You can see that we have again asked stargzer to produce the confidence intervals for each co-efficient in brackets. Using the confidence intervals:

 * What are the lower and upper 95% confidence bounds for the effect of qsec on mpg in each model?
 * Which model gives the more precise estimates? Explain your answer.

We can also use the AIC & BIC to test if our model has improved:

```{r modelsAICBIC}
# The smaller the AIC/BIC the better the fit

```

Questions:

 * What should we conclude from this?
 
Finally we can use the `car` package's anova function to test the difference between the models:

```{r compareMpgModels}

```

Questions:

 * What should we conclude from this test?

## Model 3 - Adding a categorical (factor) predictor

So far we have only used continuous variables. But it is quite common to need to use dummy variables (have a value of 0 (e.g. 'Yes') or 1 (e.g No)) or factor variables which may have several values but which are not continuous variables.

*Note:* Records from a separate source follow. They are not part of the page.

PR #8282, opened 2025-10-28
fix(cicd): add `--` before passing an argument

### LINKED ISSUE #8281: Create Release Blog Post workflow failed for v24.11.0
For Node.js v24.11.0 I tried to run the [workflow](https://github.com/nodejs/nodejs.org/actions/workflows/create-release-post.yml) but it failed: https://github.com/nodejs/nodejs.org/actions/runs/18882884840/job/53890578483

I've manually created https://github.com/nodejs/nodejs.org/pull/8280.

avivkeller:
Fixes #8281 
cc @richardlau

While the actions logs don't show it, the actual error that occured here was that the workflow did not correctly pass `v24.11.0` as an argument.

### DIFF
--- a/.github/workflows/create-release-post.yml
+++ b/.github/workflows/create-release-post.yml
@@ -33,7 +33,7 @@ jobs:
           pnpm: true
           use-version-file: true
 
-      - run: node --run scripts:release-post "$VERSION"
+      - run: node --run scripts:release-post -- "$VERSION"
         working-directory: apps/site
         env:
           VERSION: ${{ inputs.version }}


richardlau (approved):

MattIPv4 (approved):

avivkeller:
I'm merging this without a "formal" fast-track approval as a hotfix

richardlau:
ah right, I ran the script directly with `node` and not via the script in `package.json` which is why I didn't get the error locally.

In the following example we add two such variables:

 * a dummy variable: vs (V engine or a straight engine)
 * a factor variable: gear (number of forward gears)

```{r mpgModel3}
# add labels to factors

# run the model

# test how many levels of the gears variable exist


# basic results


# Visualise the model results using ggplot

```

Normally we would run the same tests as above but for now:

 * Explain what the results for the dummy (transmission) variable are telling you
 * Explain what the results for the factor (gears) variable are telling you
# Conclusions

On the basis of these results, what would you do next?